Tapes were never intended for extreme accuracy; if you're framing or drywalling, nothing beats them.


----------



## TwoSkies57 (Feb 23, 2009)

+1

I started doing this years ago and found that it made one heck of a difference when it came time to put things together. 



Dmeadows said:


> That is why it is important to use the same tape throughout a project. Or better yet as much as possible... NO tape measure. Really fun when it is your table saw scale that's off! I knew there was a reason I like the Incra:lol:


----------



## RainMan 2.0 (May 6, 2014)

TwoSkies57 said:


> +1
> 
> I started doing this years ago and found that it made one heck of a difference when it came time to put things together.

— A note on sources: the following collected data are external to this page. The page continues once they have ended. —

PR #1684, opened 2019-09-20
[single-new] Memory leak bug fix in error cases

kparichay:
Added memory leak bug fix in error cases running

**Self evaluation:**

### DIFF
--- a/api/capi/src/nnstreamer-capi-single-new.c
+++ b/api/capi/src/nnstreamer-capi-single-new.c
@@ -72,7 +72,15 @@ G_LOCK_DEFINE_STATIC (magic);
  */
 #define ML_SINGLE_HANDLE_UNLOCK(single_h) g_mutex_unlock (&single_h->mutex);
 
-/* ML single api data structure for handle */
+/** States for invoke thread */
+typedef enum {
+  IDLE = 0,           /**< ready to accept next input */
+  RUNNING,            /**< running an input, cannot accept more input */
+  JOIN_REQUESTED,     /**< should join the thread, will exit soon */
+  ERROR               /**< error on thread, will exit soon */
+} thread_state;
+
+/** ML single api data structure for handle */
 typedef struct
 {
   GTensorFilterSingle *filter;  /**< tensor filter element */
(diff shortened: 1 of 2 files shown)


api/capi/src/nnstreamer-capi-single-new.c
```diff
@@ -557,6 +560,7 @@ ml_single_invoke (ml_single_h single,
 
   single_h->input = input;
   single_h->output = output;
+  *single_h->output = NULL;
```
dongju-chae: redundant with line 529?

api/capi/src/nnstreamer-capi-single-new.c
```diff
@@ -176,6 +176,9 @@ invoke_thread (void *arg)
       for (i = 0; i < single_h->out_info.num_tensors; i++) {
         out_data->tensors[i].tensor = out_tensors[i].data;
       }
+    } else {
+      for (i = 0; i < single_h->out_info.num_tensors; i++)
+        g_free (out_tensors[i].data);
```
myungjoo: Please describe (comment) what the situation is when this ```else``` statement is used.

api/capi/src/nnstreamer-capi-single-new.c
kparichay: removed.

api/capi/src/nnstreamer-capi-single-new.c

kparichay:
V2:
Added state of the invoke thread
Handled case when repeated invoke called - now returns with TRY_AGAIN if current invoke isn't finished. If the invoke times out, returns and another invoke is called, this will return with TRY_AGAIN, if the previous invoke (which TIMED OUT) hasn't finished

api/capi/src/nnstreamer-capi-single-new.c
```diff
@@ -545,14 +562,15 @@ ml_single_invoke (ml_single_h single,
     }
   }
 
-  if (single_h->data_ready == TRUE) {
+  if (single_h->state == RUNNING) {
```
dongju-chae: It seems that `single_h->state` should be `IDLE` to work. How about merging these state checking into a single line like `if (single_h->state != IDLE)` at the entry?

kparichay: You are right, updated.

api/capi/src/nnstreamer-capi-single-new.c
myungjoo: Good! I was wondering how it could be FALSE :)

kparichay: Earlier, `data_ready` was set to false in case of timeout by the caller. However, there was still a case missing when memory of output wasn't freed. Thanks for helping in pointing that out.

PR #1690, opened 2019-09-23
[Android/Test] script to run unittest

jaeyun-jung:
Update script to run the unittest on target device.

Note that, the testcases are android instrumented test which requires the target device.

Cmd to build and run test: ./build-android-lib.sh --run_unittest=yes

### DIFF
--- a/api/android/build-android-lib.sh
+++ b/api/android/build-android-lib.sh
@@ -16,6 +16,9 @@ nnstreamer_target_abi="'armeabi-v7a', 'arm64-v8a'"
 # Set tensorflow-lite version (available: 1.9 and 1.13)
 nnstreamer_tf_lite_ver=1.13
 
+# Run unittest after build procedure is done
+run_unittest='no'
+
 # Variables to release library (GROUP:ARTIFACT:VERSION)
 release_bintray='no'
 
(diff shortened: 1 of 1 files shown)


api/android/build-android-lib.sh
```diff
@@ -70,26 +76,27 @@ echo "GStreamer binaries: $GSTREAMER_ROOT_ANDROID"
...
 
 # Copy the files (native and java to build Android library) to build directory
-cp -r $NNSTREAMER_ROOT/api/android/* ./build_android_lib
+cp -r ./api/android/* ./build_android_lib
 
 # Get the prebuilt libraries and build-script
 svn --force export https://github.com/nnsuite/nnstreamer-android-resource/trunk/android_api ./build_android_lib
 
-pushd ./build_android_lib
+cd ./build_android_lib
```
myungjoo: Let's use ```pushd``` for maintainability. It's especially good if it's nested as we do here.

api/android/build-android-lib.sh
```diff
@@ -127,17 +135,27 @@ if [[ -e $nnstreamer_android_api_lib ]]; then
...
+
+        zip -r nnstreamer-api-unittest-$today.zip api/build/reports
+        cp nnstreamer-api-unittest-$today.zip ../$result_directory
+    fi
 else
     echo "Failed to build NNStreamer library."
 fi
 
-popd
+cd ..
```
myungjoo: Let's use popd, making it nested.

api/android/build-android-lib.sh
jaeyun-jung: roll back this change

api/android/build-android-lib.sh
jaeyun-jung: roll back this change

PR #1695, opened 2019-09-24
[Filter/nnfw] Tizen-nnfw skeleton @open sesame 9/27 13:16

myungjoo:
Skeleton code for Tizen-nnfw is added.
New nnfw of Tizen has its own interface; thus, we can no longer
rely on tensorflow-lite/nnapi for this.

This uses https://review.tizen.org/gerrit/gitweb?p=platform/core/ml/nnfw.git;a=summary as the backend.

### DIFF
--- a/ext/nnstreamer/tensor_filter/meson.build
+++ b/ext/nnstreamer/tensor_filter/meson.build
@@ -1,3 +1,39 @@
+if get_option('enable-nnfw-runtime')
+  filter_sub_nnfw_sources = ['tensor_filter_nnfw.c']
+
+  nnstreamer_filter_nnfw_sources = []
+  foreach s : filter_sub_nnfw_sources
+    nnstreamer_filter_nnfw_sources += join_paths(meson.current_source_dir(), s)
+  endforeach
+
+  nnfw_dep = dependency('nnfw', required: false)
+  add_args = ''
+  nnstreamer_filter_nnfw_deps = [glib_dep, gst_dep, nnstreamer_dep]
+
+  if nnfw_dep.found()
+    nnstreamer_filter_nnfw_deps += nnfw_dep
+  else
+    # Until nnfw supports pkg-config, we need to do this primitively.
+    add_args = '-lnnfw-dev'
+  endif
+
+
+  shared_library('nnstreamer_filter_nnfw',
+    nnstreamer_filter_nnfw_sources,
+    dependencies: nnstreamer_filter_nnfw_deps,
+    c_args : add_args,
+    install: true,
+    install_dir: filter_subplugin_install_dir
+  )
+  static_library('nnstreamer_filter_nnfw',
+    nnstreamer_filter_nnfw_sources,
+    dependencies: nnstreamer_filter_nnfw_deps,
+    c_args : add_args,
+    install: false,
+    install_dir: filter_subplugin_install_dir
+  )
+endif
+
 if get_option('enable-tensorflow')
   filter_sub_tf_sources = [
     'tensor_filter_tensorflow.c',
--- a/ext/nnstreamer/tensor_filter/tensor_filter_nnfw.c
+++ b/ext/nnstreamer/tensor_filter/tensor_filter_nnfw.c
@@ -1,0 +1,111 @@
+/**
+ * GStreamer Tensor_Filter, Tizen NNFW Module
+ * Copyright (C) 2019 MyungJoo Ham <myungjoo.ham@samsung.com>
+ *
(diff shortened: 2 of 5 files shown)


kparichay:
@myungjoo How about we disable aarch64 and armv7l build of nnfw for the time being?

myungjoo:
> @myungjoo How about we disable aarch64 and armv7l build of nnfw for the time being? These can be enabled later.

I think we can resolve this build error soon. I've submitted a fix to their repo today.

myungjoo:
> > @myungjoo How about we disable aarch64 and armv7l build of nnfw for the time being? These can be enabled later.
> 
> I think we can resolve this build error soon. I've submitted a fix to their repo today.

Nah.. but, let's disable nnfw build by default. Turn ```enable_nnfw``` on if you want to build it. They need to merge one more commit and SR it.

ext/nnstreamer/tensor_filter/meson.build
```diff
@@ -1,3 +1,36 @@
+if get_option('enable-nnfw-runtime')
+  filter_sub_nnfw_sources = ['tensor_filter_nnfw.c']
+
+  nnstreamer_filter_nnfw_sources = []
+  foreach s : filter_sub_nnfw_sources
+    nnstreamer_filter_nnfw_sources += join_paths(meson.current_source_dir(), s)
+  endforeach
+
+  nnfw_dep = dependency('nnfw', required: false)
```
kparichay: required: true?

myungjoo: No. nnfw is not producing a pkg-config file; thus we cannot use mseon's dependency, yet.

kparichay: I thought given `enable_nnfw` will false remain till this package has all the fixes

ext/nnstreamer/tensor_filter/tensor_filter_nnfw.c
```diff
@@ -0,0 +1,110 @@
...
+  return 0;
+}
+
+static gchar filter_subplugin_nnfw[] = "nnfw";
+
+static GstTensorFilterFramework NNS_support_nnfw = {
+  .name = filter_subplugin_nnfw,
+  .allow_in_place = FALSE,
+  .allocate_in_invoke = FALSE,
+  .invoke_NN = nnfw_invoke,
```
jaeyun-jung: consider ```.run_without_model = FALSE``` for configuration

ext/nnstreamer/tensor_filter/meson.build
```diff
@@ -1,3 +1,36 @@
...
+  add_args = ''
+  if not nnfw_dep.found()
+    # Until nnfw supports pkg-config, we need to do this primitively.
+    add_args = '-lnnfw-dev'
+  endif
+
+  nnstreamer_filter_nnfw_deps = [nnfw_dep, glib_dep, gst_dep, nnstreamer_dep]
```
jaeyun-jung: plz check dependency

```
add_args = ''
nnstreamer_filter_nnfw_deps = [glib_dep, gst_dep, nnstreamer_dep]

if nnfw_dep.found()
  nnstreamer_filter_nnfw_deps += nnfw_dep
else
  add_args = '-lnnfw-dev'
```

ext/nnstreamer/tensor_filter/tensor_filter_nnfw.c
myungjoo: Will update this.

packaging/nnstreamer.spec
```diff
@@ -114,6 +128,12 @@ Requires:	nnstreamer = %{version}-%{release}
 %description tensorflow-lite
 NNStreamer's tensor_fliter subplugin of TensorFlow Lite.
 
+%package nnfw
```
jaeyun-jung: ```%if 0%{?enable_nnfw} ```  is it necessary? (or enable_nnfw_r )

Question: why enable_nnfw_r (line 86) is required?

ext/nnstreamer/tensor_filter/meson.build
myungjoo: Updated.

packaging/nnstreamer.spec
myungjoo: With recent commit, ```enable_nnfw_r``` is no more required. Anyway, ```enable_nnfw``` is introduced as the nnfw-devel does not look so stable and this is Tizen-only.

PR #1685, opened 2019-09-20
[API/Tizen] Update the comment for Tizen API

again4you:
When pipeline string directly accesses the camera or recorder device of
the Tizen, appropriate privilege should be written on configuration
file. This patch new adds the 'remarks' comment for this privilege.

Signed-off-by: Sangjung Woo <sangjung.woo@samsung.com>

### Self evaluation:
    Build test: [* ]Passed [ ]Failed [ ]Skipped
    Run test: [* ]Passed [ ]Failed [ ]Skipped

PR #1705, opened 2019-09-26
[Api/Tizen] check cam privilege

jaeyun-jung:
Check camera and recoder privilege for each src element.


jaeyun-jung:
Related PR #1685 (update API description about src element)

PR #1707, opened 2019-09-27
[Tests] Make tool scripts written in python be compatible with python3 @open sesame 9/27 15:09

wooksong:
There are several platforms which do not support python2.7 by default anymore. To prepare this issue, this patch revises all python scripts in tests to be also compatible with python3.


leemgs:
I fixed the report modules of CI system.

PR #1710, opened 2019-09-30
[Android/Test] tc fail case

jaeyun-jung:
Sometimes testcase failed with pipeline state NULL when stopping the pipeline.
Add sleep time before closing the pipeline.

### DIFF
--- a/api/android/api/src/androidTest/java/org/nnsuite/nnstreamer/APITestPipeline.java
+++ b/api/android/api/src/androidTest/java/org/nnsuite/nnstreamer/APITestPipeline.java
@@ -86,6 +86,7 @@ public class APITestPipeline {
         try (Pipeline pipe = new Pipeline(desc, null)) {
             Thread.sleep(100);
             assertEquals(NNStreamer.PIPELINE_STATE_PAUSED, pipe.getState());
+            Thread.sleep(100);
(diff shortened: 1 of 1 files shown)


api/android/api/src/androidTest/java/org/nnsuite/nnstreamer/APITestPipeline.java
```diff
@@ -119,6 +119,7 @@ public void onStateChanged(int state) {
             Thread.sleep(300);
 
             assertEquals(NNStreamer.PIPELINE_STATE_PAUSED, mPipelineState);
+            Thread.sleep(100);
```
myungjoo: Is 100ms enough always? or would it require dynamic-sleeping (e.g.,  https://github.com/nnsuite/nnstreamer/blob/3095de8e4e6596d80509c06139517cc31790ea2f/tests/tizen_capi/unittest_tizen_capi.cpp#L130 )

jaeyun-jung: IMO, 100ms is enough in this line. This is to prevent the pipeline close for a while in the end of the loop.

myungjoo:
PTAL @again4you @helloahn Let's go release with this! :)

PR #1716, opened 2019-10-01
[Tizen/nnfw] Add open/close callbacks for tensor_filter

myungjoo:
This validates integration mechanisms for nnfw-runtime of Tizen.

### DIFF
--- a/ext/nnstreamer/tensor_filter/tensor_filter_nnfw.c
+++ b/ext/nnstreamer/tensor_filter/tensor_filter_nnfw.c
@@ -25,9 +25,11 @@
  *
  * @todo Check if nnfw supports dynamic input dimension. (if so, we need to supply setInputDim)
  * @todo Decide whether to let nnfw allocate output buffers or we will feed output buffers to nnfw.
+ * @todo NYI: configuring backends
  *
  */
 
+#include <string.h>
 #include <glib.h>
 #include <tensor_common.h>
 #include <nnstreamer_plugin_api_filter.h>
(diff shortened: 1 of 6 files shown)


myungjoo:
I will add nnfw_runtime_r condition to the unittest invocation in the spec file.

ext/nnstreamer/tensor_filter/tensor_filter_nnfw.c
```diff
@@ -37,45 +39,130 @@
...
+  if (pdata && pdata->session) {
+    NNFW_STATUS status = nnfw_close_session (pdata->session);
+
+    if (status != NNFW_STATUS_NO_ERROR) {
+      g_printerr ("cannot close nnfw-runtime session for %s",
+          pdata->model_path);
+    }
+  } else {
+    g_printerr ("nnfw_close called without proper nnfw_open");
+    return;
```
jaeyun-jung: free model_path and pdata
when called close callback in tensor_filter, private_data will be set null.

myungjoo: Updated.

ext/nnstreamer/tensor_filter/tensor_filter_nnfw.c
```diff
@@ -37,45 +39,131 @@
...
 {
-  return 0;
+  NNFW_STATUS status;
+  int err = 0;
+  nnfw_pdata *pdata;
+
+  if (*private_data != NULL) {
+    pdata = *private_data;
+    if (strcmp (prop->model_file, pdata->model_path)) {
+      nnfw_close (prop, private_data);  /* "reopen" */
```
kparichay: do we need to close and reopen the session - how about just skipping the `create_session` in this case?

ext/nnstreamer/tensor_filter/tensor_filter_nnfw.c
```diff
@@ -37,45 +39,131 @@
...
+        prop->model_file);
+    goto unalloc_exit;
+  }
+
+  pdata->model_path = g_strdup (prop->model_file);
+
+  goto exit;
+
+unalloc_exit:
+  g_free (pdata);
```
kparichay: add `nnfw_close (prop, private_data)`?

tests/tizen_nnfw_runtime/unittest_tizen_nnfw_runtime_raw.cpp
```diff
@@ -0,0 +1,57 @@
...
+    .fw_opened = 0,
+    .model_file = "null.nnfw",
+  };
+  void *data;
+
+  const GstTensorFilterFramework *sp = nnstreamer_filter_find ("nnfw");
+  EXPECT_NE (sp, (void *) NULL);
+
+  ret = sp->open (&prop, &data);
+  EXPECT_NE (ret, 0);
```
kparichay: add close here?

ext/nnstreamer/tensor_filter/tensor_filter_nnfw.c
```diff
@@ -37,45 +39,131 @@
...
+  NNFW_STATUS status;
+  int err = 0;
+  nnfw_pdata *pdata;
+
+  if (*private_data != NULL) {
+    pdata = *private_data;
+    if (strcmp (prop->model_file, pdata->model_path)) {
+      nnfw_close (prop, private_data);  /* "reopen" */
+    } else {
+      return 1;
```
jaeyun-jung: TODO we have to handle 'already loaded' case.
e.g, return 1 makes assertion in tf & tf-lite now.

myungjoo: Yup. That is to be handled at tensor_filter_common.c and tensor_filter.c 
You may create a backlog issue and resolve it later :)

ext/nnstreamer/tensor_filter/tensor_filter_nnfw.c
myungjoo: At this stage we don't know how nnfw-runtime will behave if we call load-model repeatedly in a single session. You may optimize it further later once we get it working.

kparichay: Sounds good.

ext/nnstreamer/tensor_filter/tensor_filter_nnfw.c
myungjoo: The final states of variables are identical with nnfw_close() call; however, if we call nnfw_close(), it will be a inappropriate call for nnfw_close(), which will incur error (```"nnfw_close called without proper nnfw_open"```) by nnfw_close(), because nnfw_close assumes that nnfw_open is ended successfully.

kparichay: Then, I think line 88 and 95 should call `nnfw_close_session()` to cleanup already opened session.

Geez now I have to check all my tapes just to be sure


----------



## TwoSkies57 (Feb 23, 2009)

Hey Rick..

I recall reading about this and something that was called accumulated error. I remember thinking, an inch is an inch, how much difference can there be. To my surprise, there was a visual difference between several of the tapes that I have. Even between several of the metal rules I have. I used a Bridge City Tools metal rule as my 'standard'. I have a cheap craftsman 12' tape that was dead on, a 30' craftsman tape (I think that is what it was) that was out by 1/32" at 2'. I have several fast cap tapes that are pretty darn accurate. Anymore I use my Incra and woodpecker rules whenever I can. I still use that 12" craftsman tape as well....


----------



## schnewj (Nov 18, 2013)

Stick486 said:


> look to where the tape was manufactured....
> *SNARK!!!!!*


Oppps! There is the dreaded 'a'. It must be sarcasm!


----------



## Stick486 (Jan 4, 2013)

schnewj said:


> oppps! There is the dreaded 'a'. It must be sarcasm!


yep....


----------



## schnewj (Nov 18, 2013)

TwoSkies57 said:


> Hey Rick..
> 
> I recall reading about this and something that was called accumulated error. I remember thinking, an inch is an inch, how much difference can there be. To my surprise, there was a visual difference between several of the tapes that I have. Even between several of the metal rules I have. I used a Bridge City Tools metal rule as my 'standard'. I have a cheap craftsman 12' tape that was dead on, a 30' craftsman tape (I think that is what it was) that was out by 1/32" at 2'. I have several fast cap tapes that are pretty darn accurate. Anymore I use my Incra and woodpecker rules whenever I can. I still use that 12" craftsman tape as well....


I don't use tapes for anything under 18". I have a couple of hook rules that are pretty darn close. Besides, it is hard to find a right handed tape. Most folks don't know that you can get right and left handed tapes. Most places sell "left handed" tapes. For a right handed person holding the tape in their left hand the numbers are upside down. The right handed tape reads right to left when held in the left hand. In other words, the numbers are right side up. which makes it easier for a right handed person to read and mark.

Bill


----------



## TwoSkies57 (Feb 23, 2009)

I hear ya Bill... for rough cuts, I'll use a tape... for finish cuts under 24"s, I use a woodpeckers aluminum rule or Incra rules. Damn, I go thru the .5mm pencils...*L*


----------



## IC31 (Nov 16, 2012)

I found out about 20 years ago that all inches were not the same world wide. We were installing a power plant outside of Seoul, Korea and our first foundation wasn't just a few sixteenths off, but many inches. We finally traced it to the local contractor that supplied tape measures to his workers. All of our foundation drawings, being from a big American company were done in US Standard Units, not in metric units. The tapes had not four quarter inch marks/inch but five which meant that every 12 inches per their tape would be actually 15 inches. That mistake cost a bunch of time as well as dollars and Korean won.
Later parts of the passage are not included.